Questar’s proposed solution was year-round operations with extensive directional drilling from three pads, using two rigs per pad. Installing water- and condensate-gathering lines would minimize truck traffic impacts. Not only would there be significantly less surface disturbance with this approach, but with year-round drilling, the time required to fully develop the resource would be shortened by more than a decade. The Bureau of Land Management approved Questar’s proposal in mid-November, allowing one pad this winter and three pads beginning in the 2005-06 winter after the water- and condensate-gathering systems were completed.

Mention Wyoming and CBG, and one automatically thinks of the Powder River Basin. But there is activity farther west in Carbon County in the Atlantic Rim play on the shallow eastern margin of the Washakie Basin. The play area is 55 miles long (north-south) by five miles wide (east-west). Production there comes from Upper Cretaceous coals within the Mesaverde group.
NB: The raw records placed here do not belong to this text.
PR #3257, opened 2020-02-22
HHH-13876 Fix an obvious bug in StandardStack implementation

NathanQingyangXu:
https://hibernate.atlassian.net/browse/HHH-13876

The bug is obvious. However, it is never used in v5 and its implementation has been refactored in v6.


Sanne:
Thanks for spotting this @NathanQingyangXu :+1: 

This method seems not used at all. Did you consider deleteding the method instead? Since it's in the package `org.hibernate.internal.` we can consider making such non-backwards compatible changes.

Sanne:
Hi @NathanQingyangXu , sorry I pushed an alternative fix to delete the bug and some more dead code. I hope you don't mind, thanks for spotting this!

NathanQingyangXu:
off course I don't mind. thanks.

Early wells indicate rates of 1 million cubic feet a day are achievable, although average rates are half that. When fully developed, there may be as many as 3,800 wells. Initial development is occurring in nine pods, or drilling areas. The learning curve in these pods (and somewhat different completion and stimulation practices are evolving in the different pods) will help establish those practices that are most economically attractive when full-scale development occurs.